At CERN the disk storage is managed by a system built in-house called EOS (developed by CERN’s IT Data & Storage Services group). EOS manages data from the LHC experiments and also from “regular” users and power applications such as CERNBox, a file storage/sharing service for CERN users.

EOS uses an in-memory namespace. This allows it to achieve very high metadata performance but has the downside that when it is started, the namespace data needs to be read entirely from disk into memory. With the amount of data we have in EOS at CERN (~40PB and ~400 million files), this feature naturally affects the scalability of the system, which is taking around 30 minutes to boot at the moment.

Introducing libradosfs

A good part of my job here has been to create a new storage backend that should improve this. So, for a while now, I have been working on a new filesystem library that scales horizontally and keeps the very namespace stored on disk. This library is based on the popular Ceph storage system and uses its RADOS (a distributed object store) client API. With lack of a more creative name, we have called it libradosfs. The long term goal for libradosfs, as hinted in the paragraphs above, is to replace EOS’s backend and namespace implementation, leveraging also all the nice features of Ceph (replication, erasure coding, etc.).

If you are familiar with Ceph, you are at least aware of CephFS. So why aren’t we using CephFS instead? It is a fair question. We started by implementing a small backend using CephFS and performed some tests but the fact that CephFS relies on metadata servers (MDS) and, since the code for using multiple MDS instances is not yet stable, using one single MDS represented a scalability issue for the amount of data and users we have (along with other limitations like having only one metadata pool per filesystem). Besides that, and equally important, by using directly the RADOS API, we have more freedom to tackle issues that affect our use-cases and more flexibility than what a POSIX-compliant system offers.
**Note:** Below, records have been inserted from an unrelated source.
PR #26844, opened 2026-05-29
[indexer-alt-framework] feature-gate diesel deps behind postgres

bmwill:
`diesel`, `diesel-async`, and `diesel_migrations` were unconditional dependencies even though the only code touching them is the opinionated Postgres backend (`postgres/` module and `cluster.rs`, both already gated behind features). Downstream consumers that turn off default features were still paying for three Diesel crates on the compile path.

Made all three crates `optional = true` and added them to the existing `postgres` feature. The feature graph stays the same: `default = ["cluster"]`, `cluster = ["dep:tracing-subscriber", "postgres"]`, and `postgres` now pulls in
`sui-pg-db` + the three `diesel*` crates together.

Two test modules previously reached into `sui_pg_db` types without the `postgres` feature being active:

- `pipeline/concurrent/collector.rs` used `sui_pg_db::{Connection, Db}` as the `Self::Store` / `Self::Connection<'a>` type tags on a test `Handler`. The test never touched a database; switch the tags to the in-tree `FallibleMockStore` / `FallibleMockConnection`.
- `pipeline/concurrent/reader_watermark.rs` used `sui_pg_db::FieldCount` for a `#[derive(FieldCount)]` attribute. `FieldCount` is re-exported from `sui-field-count` (which the framework already depends on), so the import switches to `sui_field_count::FieldCount`.

With those two test changes, `sui-pg-db` is no longer needed unconditionally in dev-dependencies; the dev-dep declaration is dropped. The remaining test usage (cluster.rs, postgres/handler.rs) travels through the optional main dep that the `postgres` feature turns on.

Tested: `cargo check`/`nextest` clean under each of `--no-default-features`, `--no-default-features --features postgres`, and default features. Default features yields 152 tests; `--no-default-features` yields 146 (the 6 extras are the cluster/postgres-gated modules).

## Description 

## Test plan 

---

## Release notes

- [ ] Protocol: 
- [ ] gRPC:
- [ ] JSON-RPC: 
- [ ] GraphQL: 
- [ ] CLI: 
- [ ] Rust SDK:
- [ ] Indexing Framework:

### DIFF
--- a/crates/sui-indexer-alt-framework/Cargo.toml
+++ b/crates/sui-indexer-alt-framework/Cargo.toml
@@ -14,9 +14,9 @@ backoff.workspace = true
 bytes.workspace = true
 chrono.workspace = true
 clap = { workspace = true, features = ["env"] }
-diesel = { workspace = true, features = ["chrono"] }
-diesel-async = { workspace = true, features = ["bb8", "postgres", "async-connection-wrapper"] }
-diesel_migrations.workspace = true
+diesel = { workspace = true, features = ["chrono"], optional = true }
+diesel-async = { workspace = true, features = ["bb8", "postgres", "async-connection-wrapper"], optional = true }
+diesel_migrations = { workspace = true, optional = true }
 futures.workspace = true
 http.workspace = true
 mysten-network.workspace = true
@@ -52,7 +52,6 @@ sui-pg-db = { workspace = true, optional = true }
 [dev-dependencies]
 telemetry-subscribers.workspace = true
 wiremock.workspace = true
-sui-pg-db.workspace = true
 dashmap.workspace = true
 
 sui-indexer-alt-framework-store-traits = { workspace = true, features = ["testing"] }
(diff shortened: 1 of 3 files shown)


wlmyng (approved):

crates/sui-indexer-alt-framework/Cargo.toml
```diff
@@ -14,9 +14,9 @@ backoff.workspace = true
 bytes.workspace = true
 chrono.workspace = true
 clap = { workspace = true, features = ["env"] }
-diesel = { workspace = true, features = ["chrono"] }
-diesel-async = { workspace = true, features = ["bb8", "postgres", "async-connection-wrapper"] }
-diesel_migrations.workspace = true
+diesel = { workspace = true, features = ["chrono"], optional = true }
```
wlmyng, line 17: hmm... is it worth removing these outright by making `diesel` a dev dependency and re-exporting `EmbeddedMigrations` and `diesel_migrations::embed_migrations;` through sui-pg-db?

Thus, libradosfs should not be mistaken for CephFS. If you want a more generic, fast and POSIX-compliant filesystem implementation on top of Ceph, you should use CephFS. The good folks at Inktank (now Red Hat) are actively making it better and, who knows, maybe in the future CERN might use it too. If you somehow have use-cases that are more close to CERN’s in terms of scaling horizontally, and especially if you need a simpler code base that you can quickly tweak, you may want to look into libradosfs.

So, to summarize its definition: libradosfs is a client-side implementation of a filesystem using RADOS, designed to provide a scale-out namespace and optimized directory/file access without strict POSIX semantics.

The implementation has been refined quite a few times always with the purpose of offering a more scalable and flexible design. Writing about the implementation of the whole system would result in a very large post so I will just write about some parts of the core design below.

Implementation overview

libradosfs can associate any pools in Ceph with path prefixes, distinguishing between metadata and data pools. Metadata pools are used to store information about the directories so faster and replicated pools should be configured as metadata pools. Data pools store mostly file-related objects, so ideally erasure-coded pools should be used as data pools (for space efficiency). Pools are associated with a prefix to offer flexibility in terms of cluster configuration: e.g. we can have testing pools associated with the prefix /test/ so that we can easily set which specific data should go into them.

The namespace and hierarchy are stored directly in the object store, a directory is an object whose name is the full path (which points to an inode). For example, /a/b/c/ means there will be four objects named with the prefix paths: /, /a/, /a/b/ and /a/b/c/. This way, instead of having to traverse a directory / -> a/ -> b/ -> c/, we can directly stat the object using the full path. Files are implemented in a different way. They are represented by an entry in their parent directory’s omap (the omap is a key-value map associated with objects in RADOS) where the key determines the file name, e.g. file.notes.txt. Both directories and files have an associated object that acts like an inode, holding the file’s contents. We find out about a directory’s inode from a specific entry in its path object’s omap (rfs.inode); when it comes to files, the value associated with their key will hold information such as the pool and the inode name. Inode objects in libradosfs use a UUID as their name rather than an index since this is more suitable for a distributed environment.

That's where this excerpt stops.